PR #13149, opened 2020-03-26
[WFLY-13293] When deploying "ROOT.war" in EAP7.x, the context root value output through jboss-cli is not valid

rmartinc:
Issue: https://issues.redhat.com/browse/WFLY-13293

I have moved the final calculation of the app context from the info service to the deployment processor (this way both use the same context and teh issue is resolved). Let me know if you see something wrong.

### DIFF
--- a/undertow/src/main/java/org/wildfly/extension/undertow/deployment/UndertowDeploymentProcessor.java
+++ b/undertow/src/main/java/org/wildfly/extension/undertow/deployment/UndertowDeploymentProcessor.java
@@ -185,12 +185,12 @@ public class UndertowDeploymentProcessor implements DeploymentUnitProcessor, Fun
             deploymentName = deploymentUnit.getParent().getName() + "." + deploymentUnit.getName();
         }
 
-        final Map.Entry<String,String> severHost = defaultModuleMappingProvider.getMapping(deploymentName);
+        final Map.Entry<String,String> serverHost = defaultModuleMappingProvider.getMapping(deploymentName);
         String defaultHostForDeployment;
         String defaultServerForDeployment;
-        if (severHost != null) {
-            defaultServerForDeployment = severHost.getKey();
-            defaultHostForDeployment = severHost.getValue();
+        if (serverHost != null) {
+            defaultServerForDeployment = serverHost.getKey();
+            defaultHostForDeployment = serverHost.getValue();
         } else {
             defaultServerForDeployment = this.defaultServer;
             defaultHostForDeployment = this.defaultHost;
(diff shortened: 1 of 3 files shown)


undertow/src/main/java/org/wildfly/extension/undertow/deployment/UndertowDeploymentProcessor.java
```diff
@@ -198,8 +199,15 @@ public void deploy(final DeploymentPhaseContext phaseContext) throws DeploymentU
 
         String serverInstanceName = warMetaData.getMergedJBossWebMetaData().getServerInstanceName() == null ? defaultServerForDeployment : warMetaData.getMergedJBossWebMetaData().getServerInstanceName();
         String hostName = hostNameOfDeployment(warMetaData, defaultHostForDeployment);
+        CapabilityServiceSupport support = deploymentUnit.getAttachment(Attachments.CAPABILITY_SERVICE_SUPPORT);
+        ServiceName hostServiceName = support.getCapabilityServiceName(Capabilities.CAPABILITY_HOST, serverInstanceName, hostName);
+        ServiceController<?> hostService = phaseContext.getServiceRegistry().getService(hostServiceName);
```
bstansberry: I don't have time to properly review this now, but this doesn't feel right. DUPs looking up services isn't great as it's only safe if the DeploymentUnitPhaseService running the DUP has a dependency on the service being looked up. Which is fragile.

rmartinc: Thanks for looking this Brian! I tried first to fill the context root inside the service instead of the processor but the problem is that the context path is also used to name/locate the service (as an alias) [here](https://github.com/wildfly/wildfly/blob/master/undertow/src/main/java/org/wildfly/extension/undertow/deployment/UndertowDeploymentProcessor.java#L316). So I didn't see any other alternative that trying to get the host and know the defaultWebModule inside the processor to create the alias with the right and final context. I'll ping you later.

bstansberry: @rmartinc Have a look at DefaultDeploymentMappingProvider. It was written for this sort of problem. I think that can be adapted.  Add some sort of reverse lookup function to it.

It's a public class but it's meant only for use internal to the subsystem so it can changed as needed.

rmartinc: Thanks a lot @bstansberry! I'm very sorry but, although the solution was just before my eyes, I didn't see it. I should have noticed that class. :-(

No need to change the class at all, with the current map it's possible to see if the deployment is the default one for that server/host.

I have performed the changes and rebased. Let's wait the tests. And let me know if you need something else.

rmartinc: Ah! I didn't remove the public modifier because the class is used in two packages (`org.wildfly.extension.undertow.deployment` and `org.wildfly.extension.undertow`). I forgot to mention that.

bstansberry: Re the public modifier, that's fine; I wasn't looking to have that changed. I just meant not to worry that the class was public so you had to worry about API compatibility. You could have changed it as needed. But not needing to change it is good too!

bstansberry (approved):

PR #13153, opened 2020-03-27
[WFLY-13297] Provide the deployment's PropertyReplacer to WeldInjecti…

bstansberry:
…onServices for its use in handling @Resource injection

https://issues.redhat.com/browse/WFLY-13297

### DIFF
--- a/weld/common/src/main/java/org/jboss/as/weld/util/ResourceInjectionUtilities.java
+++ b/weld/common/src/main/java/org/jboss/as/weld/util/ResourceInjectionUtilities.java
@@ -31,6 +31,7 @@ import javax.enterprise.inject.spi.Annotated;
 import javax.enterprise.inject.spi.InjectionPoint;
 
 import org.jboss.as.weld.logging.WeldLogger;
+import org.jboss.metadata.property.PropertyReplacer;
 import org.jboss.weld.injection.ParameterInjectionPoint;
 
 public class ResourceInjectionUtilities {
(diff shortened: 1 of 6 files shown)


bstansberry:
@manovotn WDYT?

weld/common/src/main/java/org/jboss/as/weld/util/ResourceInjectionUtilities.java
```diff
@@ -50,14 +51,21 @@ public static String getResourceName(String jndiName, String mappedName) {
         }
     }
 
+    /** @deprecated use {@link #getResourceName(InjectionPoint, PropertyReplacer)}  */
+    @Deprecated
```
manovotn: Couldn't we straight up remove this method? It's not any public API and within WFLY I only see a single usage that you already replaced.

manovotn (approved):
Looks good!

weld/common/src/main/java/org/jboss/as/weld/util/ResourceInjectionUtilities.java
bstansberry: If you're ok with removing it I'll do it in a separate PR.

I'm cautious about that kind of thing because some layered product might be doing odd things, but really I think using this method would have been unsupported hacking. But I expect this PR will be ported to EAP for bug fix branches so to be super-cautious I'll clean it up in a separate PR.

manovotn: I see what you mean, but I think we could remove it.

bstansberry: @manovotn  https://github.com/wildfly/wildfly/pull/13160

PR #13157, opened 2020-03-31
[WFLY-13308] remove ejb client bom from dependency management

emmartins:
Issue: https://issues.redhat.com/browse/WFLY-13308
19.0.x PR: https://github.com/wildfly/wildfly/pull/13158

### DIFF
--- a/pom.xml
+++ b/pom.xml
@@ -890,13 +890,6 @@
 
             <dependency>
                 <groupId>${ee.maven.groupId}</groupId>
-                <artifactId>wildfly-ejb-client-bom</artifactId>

========

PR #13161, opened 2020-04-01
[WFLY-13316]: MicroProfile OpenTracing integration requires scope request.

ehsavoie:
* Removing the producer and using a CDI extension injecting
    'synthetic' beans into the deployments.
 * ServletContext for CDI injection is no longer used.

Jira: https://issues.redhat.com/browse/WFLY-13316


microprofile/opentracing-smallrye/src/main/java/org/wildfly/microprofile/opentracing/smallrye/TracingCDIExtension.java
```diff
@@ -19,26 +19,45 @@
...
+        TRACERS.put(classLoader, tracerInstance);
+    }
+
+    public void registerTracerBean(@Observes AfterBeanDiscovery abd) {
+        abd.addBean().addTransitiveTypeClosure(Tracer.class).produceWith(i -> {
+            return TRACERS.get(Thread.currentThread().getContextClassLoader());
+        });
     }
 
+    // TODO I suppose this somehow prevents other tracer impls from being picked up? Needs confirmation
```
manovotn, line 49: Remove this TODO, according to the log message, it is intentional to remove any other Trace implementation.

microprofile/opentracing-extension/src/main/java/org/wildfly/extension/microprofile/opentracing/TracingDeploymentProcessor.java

========

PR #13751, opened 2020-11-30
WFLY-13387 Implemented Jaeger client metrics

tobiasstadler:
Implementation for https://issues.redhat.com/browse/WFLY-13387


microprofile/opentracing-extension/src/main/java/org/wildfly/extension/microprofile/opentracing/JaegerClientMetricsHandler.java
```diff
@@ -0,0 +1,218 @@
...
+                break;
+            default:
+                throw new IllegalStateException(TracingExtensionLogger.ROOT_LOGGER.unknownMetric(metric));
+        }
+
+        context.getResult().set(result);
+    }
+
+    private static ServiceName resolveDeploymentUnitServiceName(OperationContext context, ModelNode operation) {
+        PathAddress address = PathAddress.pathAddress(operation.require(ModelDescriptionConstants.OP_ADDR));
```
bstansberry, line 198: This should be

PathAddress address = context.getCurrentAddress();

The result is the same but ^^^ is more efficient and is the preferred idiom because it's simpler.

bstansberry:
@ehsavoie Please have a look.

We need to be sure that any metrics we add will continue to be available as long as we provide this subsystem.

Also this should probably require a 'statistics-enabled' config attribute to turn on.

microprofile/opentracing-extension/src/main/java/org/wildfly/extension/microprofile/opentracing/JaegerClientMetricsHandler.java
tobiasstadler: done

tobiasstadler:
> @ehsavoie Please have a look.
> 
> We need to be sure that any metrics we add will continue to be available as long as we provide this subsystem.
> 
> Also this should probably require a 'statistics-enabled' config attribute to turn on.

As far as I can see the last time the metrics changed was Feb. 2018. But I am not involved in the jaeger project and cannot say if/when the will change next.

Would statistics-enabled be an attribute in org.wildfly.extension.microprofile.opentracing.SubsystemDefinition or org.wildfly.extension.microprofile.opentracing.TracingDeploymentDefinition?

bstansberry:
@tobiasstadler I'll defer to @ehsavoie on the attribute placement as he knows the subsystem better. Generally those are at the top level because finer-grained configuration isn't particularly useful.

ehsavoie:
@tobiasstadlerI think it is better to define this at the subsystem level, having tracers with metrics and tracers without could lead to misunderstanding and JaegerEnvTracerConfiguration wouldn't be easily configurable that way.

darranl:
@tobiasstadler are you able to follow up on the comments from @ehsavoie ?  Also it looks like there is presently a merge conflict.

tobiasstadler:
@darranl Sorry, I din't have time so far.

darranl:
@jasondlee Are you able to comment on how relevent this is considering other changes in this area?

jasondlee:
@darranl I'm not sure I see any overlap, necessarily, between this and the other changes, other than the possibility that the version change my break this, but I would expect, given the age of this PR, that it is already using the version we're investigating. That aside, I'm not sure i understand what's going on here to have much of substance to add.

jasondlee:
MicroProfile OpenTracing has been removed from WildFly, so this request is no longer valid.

========

■ Requirement
Search the listing above for the string "will" and copy each line that has it.

■ Response area
I'm cautious about that kind of thing because some layered product might be doing odd things, but really I think using this method would have been unsupported hacking. But I expect this PR will be ported to EAP for bug fix branches so to be super-cautious I'll clean it up in a separate PR.
We need to be sure that any metrics we add will continue to be available as long as we provide this subsystem.
> We need to be sure that any metrics we add will continue to be available as long as we provide this subsystem.
As far as I can see the last time the metrics changed was Feb. 2018. But I am not involved in the jaeger project and cannot say if/when the will change next.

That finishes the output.